===== The data =====

Issue #9260, opened 2024-11-07
Similar items share translation strings, which is inappropriate for languages with gendered nouns


felix-schneider:
### Preliminary checks

- [X] I've checked that there aren't [**other open issues**](https://github.com/ihhub/fheroes2/issues?q=is%3Aissue) on the same topic.
- [X] I've checked that this issue is reproducible on the [**latest snapshot build**](https://ihhub.github.io/fheroes2/INSTALL.html#snapshots-latest-builds).

### Platform

Windows

### Describe the bug

Consider these two items from the OG:
![image](https://github.com/user-attachments/assets/18814e89-b82f-440f-a3b8-9ab46051df4b)
![image](https://github.com/user-attachments/assets/00123ea9-eea2-4094-836b-ce31f778993c)
In English these two items (the Dragon Sword of Dominion and the Power Axe of Dominion) use the same translation string: `The %{name} increases the hero's attack skill by %{count}`, but in German the Axe is grammatically female and the Sword is grammatically neutral, requiring a different translation. The OG has separate strings for these.

Maybe related #5248 

### Save file

N/A

ihhub:
Hi @felix-schneider and @zenseii ,

I believe to move work on this issue we need to add artifact name to each artifact description. What do you think?

felix-schneider:
That is the solution taken by the OG.

For the artifact descriptions themselves, the solution proposed above has been implemented, and works well: Add the article to the artifact name and remove it from the description.

It continues to be awkward in other contexts where the artifact is referred to, like when it's guarded by a monster, or locked behind skill, because it should be in a different case. We do some grammatical juggling to make it work. I don't think that removing the article from the artifact name again will help with that. In fact, nothing short of implementing multiple forms of the artifact name would work, and which forms are needed presumably varies by language, so I would understand very much if that was too much effort for too little benefit.

PR #9285, opened 2024-11-19
Update German translations related to artifacts

felix-schneider:
Notes:
- (German) As per the discussion in #9260, the definite article is now part of the artifact name.
  - (German) As part of this, normal grammar would demand that an adjective that is part of the artifact name would not be capitalized, as it is no longer at the start of the string (such as "Immervoller Erzkarren" vs. "Der Immervolle Erzkarren"). Looking at this in-game, this just looked weird to me, like it's just any old ever-full ore cart? It's THE ever-full ore cart! So I capitalized the adjectives as well. In cases of proper nouns, this is acceptable (c.f. the popular German TTRPG "Das Schwarze Auge").
- (English) Pickup text for medal of Valor refers to "a" Medal of Valor (note capitalization). In other texts, when artifacts are reffered to by name, they are called "the" artifact.
  - Same for Medal of Courage and Medal of Honor, but not Medal of Distinction
- (English) Ultimate Crown description refers to basic skills. Shoudn't they be called primary skills? (as opposed to the secondary skills) Basic skills could be confused with secondary skills at the basic level (so one could think the crown upgrades those to advanced)
  - Ultimate Scepter calls them attributes, which is also quite rare
- (English) In the Medal of Distinction pickup text, the word "Knights" is capitalized. Is this meant to refer to heros of the Knight faction?
- (English) The English artifact description usually refer to "the hero", whereas the German ones (in the OG also) refer to you directly.
- (English) The Skullcap description refers to "all mind-influencing spells", whereas it should be "all mind-influencing spells **you cast**", it does not make your enemy's spells cheaper. Also, it's just a skullcap? Like that is an actual thing that exists. It doesn't have any adjective to make it magical, you're just wearing a Kippa?
- (English) The Evil Eye has for some reason a different wording on its description than the Skullcap and the Snake-Ring. It says "reduced by half" and the others save "halves".
- (German) I went with the shorter translation of spell as "Zauber" instead of the "Zauberspruch" from the OG. Especially when used as part of a compound, it leads to really long words. Until we have some kind of dynamic hyphenation, the long words do not render very nicely.
- (German) While I'm not touching spells in this PR, the Wand of Negation mentions Dispel Magic. I never really like the translation of that spell as "Magie zerstreuen", which is really long, especially the mass version. I instead translated it as "Gegenzauber" - Counterspell. Side note: Even the translators of Magic the Gathering did not find an adequate equivalent of the word "dispel" in German. The Magic card "Dispel" is called "Bannzauber" - "Banish spell" in German.
- (Both) The resource-generating artifacts have a replacement string for the amount, but they all say `%{count} unit` (singular), so if that amount ever changes, the string needs to be edited anyway, so why bother having it?
- (English) The Staff of Wizardry says "boosts your spell power" whereas all other artifacts say "increases your spell power"
- (German) German does not use the same quotation marks as English. In English, you use upper quotation marks (`\u0022` or more correctly `\u201C` and `\u201D`) at the start and end of a direct quote. In German, at the start of a quotation, you would use the "low double comma" `\u201E` at the start and upper double quotes `\u201C` at the end. Both of those can be represented in CP1252 (`0x84` and `0x93`, respectively), but sadly it looks like the in-game font has no glyphs for them. The OG seems to actually use single quotes (actually apostrophes, `\u0027`) in some cases (e.g. the spell scroll). I have not followed this example and used `\u0022` instead.


felix-schneider:
After further discussion on discord, I decided to go back and compare the translations more closely against the original game. Please don't merge this yet.

files/lang/de.po
```diff
@@ -11139,71 +11099,63 @@ msgstr ""
...
 "hope to pay. The tax man takes pity and agrees to only take 250 gold a day "
 "from your account for life. Check here if you want one dollar to go to the "
 "presidential campaign election fund."
 msgstr ""
-"Euer überschwängliches Konsumverhalten hat Euch eine Steuerrechnung "
-"eingebracht, die Ihr niemals werdet zahlen können. Der Finanzbeamte hat "
-"Mitleid und willigt ein, lebenslang nur 250 Gold pro Tag von Eurem Konto "
-"abzuziehen. Unterschreibt hier, wenn Ihr für den Wahlkampffonds des "
-"Praesidenten spenden wollt."
+"Eure überschwängliches Prasserei hat Euch eine Steuerrechnung eingebracht, "
```
senneschall, line 11147: *überschwängliche

files/lang/de.po
```diff
@@ -7274,36 +7275,37 @@ msgid ""
...
+msgstr "Ihr habt ein Artefakt gefunden: "
 
 msgid ""
 "You've found the humble dwelling of a withered hermit. The hermit tells you "
 "that he is willing to give the %{art} to the first wise person he meets."
 msgstr ""
 "Ihr habt die bescheidene Behausung eines vertrockneten Einsiedlers gefunden. "
-"Der Einsiedler erzählt Euch, dass er bereit ist, die %{art} dem ersten "
-"weisen Menschen zu geben, den er trifft."
+"Der Einsiedler erzählt Euch, dass er im Besitz eines Artefakts ist, dass er "
```
senneschall, line 7289: "Der Einsiedler erzählt Euch, er ist im Besitz eines Artefakts, von dem er bereit ist, es dem ersten weisen Menschen zu geben, den er trifft:"

files/lang/de.po
```diff
@@ -7274,36 +7275,37 @@ msgid ""
...
 
 msgid ""
 "You've come across the spartan quarters of a retired soldier. The soldier "
 "tells you that he is willing to pass on the %{art} to the first true leader "
 "he meets."
 msgstr ""
 "Ihr seid auf das spartanische Quartier eines pensionierten Soldaten "
-"gestoßen. Der Soldat erzählt Euch, dass er bereit ist, die %{art} an den "
-"ersten wahren Anführer weiterzugeben, den er trifft."
+"gestoßen. Der Soldat erzählt Euch, dass er im Besitz eines Artefakts ist, "
```
senneschall, line 7298: "Der Soldat erzählt Euch, er ist im Besitz eines Artefakts, von dem er bereit ist, es an den ersten wahren Anführer weiterzugeben, den er trifft"

felix-schneider: That is not grammatically correct. My original translation also wasn't (second dass should be das), which I have corrected.

files/lang/de.po
felix-schneider: See below

felix-schneider:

=====

_Problem requirements:_ Starting with the first line of the records, repeat every line up to and including the one containing "For the artifact", and nothing else.

_Response for this exercise:_
Issue #9260, opened 2024-11-07
Similar items share translation strings, which is inappropriate for languages with gendered nouns


felix-schneider:
### Preliminary checks

- [X] I've checked that there aren't [**other open issues**](https://github.com/ihhub/fheroes2/issues?q=is%3Aissue) on the same topic.
- [X] I've checked that this issue is reproducible on the [**latest snapshot build**](https://ihhub.github.io/fheroes2/INSTALL.html#snapshots-latest-builds).

### Platform

Windows

### Describe the bug

Consider these two items from the OG:
![image](https://github.com/user-attachments/assets/18814e89-b82f-440f-a3b8-9ab46051df4b)
![image](https://github.com/user-attachments/assets/00123ea9-eea2-4094-836b-ce31f778993c)
In English these two items (the Dragon Sword of Dominion and the Power Axe of Dominion) use the same translation string: `The %{name} increases the hero's attack skill by %{count}`, but in German the Axe is grammatically female and the Sword is grammatically neutral, requiring a different translation. The OG has separate strings for these.

Maybe related #5248 

### Save file

N/A

ihhub:
Hi @felix-schneider and @zenseii ,

I believe to move work on this issue we need to add artifact name to each artifact description. What do you think?

felix-schneider:
That is the solution taken by the OG.

For the artifact descriptions themselves, the solution proposed above has been implemented, and works well: Add the article to the artifact name and remove it from the description.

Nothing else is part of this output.